Old dog, new tricks (Stayin’ Alive)

By Anita Garner

My broadcast buddy, Dave Williams, and I decided to write a book together about what life is like for former rock and roll disc jockeys who are now more mature in years, if not behavior.  We’re grandparents now.  We’re both still working, and everything about the way we work has changed. We haven’t written the book, but we talk about it a lot, which is almost the same thing.

We’re on opposite ends of the Boomer curve.  I’m the older one.  He’s the former high school student who stood outside the window at the radio station where I played rock and roll music (KROY, Sacramento, CA) where fans lined up before heading off to join the local cruise, with their car radios turned up loud. Somebody ushered Dave in to say hello and it wasn’t long after I left that Dave took up that same chair alongside those same turntables (yes, turntables) at the station.  We became friends back then and we’re still friends, decades later.

A career spent talking into microphones is nomadic.  When we began, we had to be in the same physical location as our audience.  We moved home and hearth and families to the next town (“markets” in broadcast-speak) with the goal being to eventually occupy a chair in front of a microphone in one of the major markets.  Both of us accomplished that.

It would be impossible to overstate how drastically technology changed our industry.  Those of us who worked in radio, television and print, ran fast just to keep up.  In order to survive on the air, we had to learn new skills overnight, and we’re still adjusting.

When we began, we launched our records from a slip-cue position (you can see the slip-cue technique demonstrated online) with one hand holding the record while the other hand twirled knobs or slid controls up and down to regulate our microphones, our music, and our commercials (spots) which ran in a separate cartridge machine and often got stuck or completely failed, requiring a new plan.

Both hands were engaged, along with head, voice, and yes, heart, all required to fast-pedal in order to sound either upbeat and party-ready or mellow, depending on the station’s music.  In larger markets, we sometimes had engineers who did the twirling and regulating, but much of our time on the air was spent with us doing all of it at once and never letting it show in our voices.

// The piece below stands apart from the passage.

PR #1401, opened 2021-09-28
RSA: Split RSA public key arithmetic from signature verification logic.

briansmith:
`Exponent::exponentiate` will eventually be used for both signature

Technology altered all that, and moving from music into talk radio also required a different set of skills, but through it all, it’s been the “air personality” as we were called, who had the biggest, fastest adjustments to make, just to stay employed.

I don’t talk for a living anymore, but Dave still does (KLIF/ Dallas every morning.)  The studio in the picture above is where I learned to slip-cue a song before moving into a whole new world.  (Thanks Gary Avey, KHSL, Chico, CA.) The studio below in this “after” picture is similar to where Dave works now.

Today I write in Northern California, connected to my computer, and if I have something to say on the air, I don’t have to leave this room to do it. Dreams we never could have dreamed during the Age of Aquarius.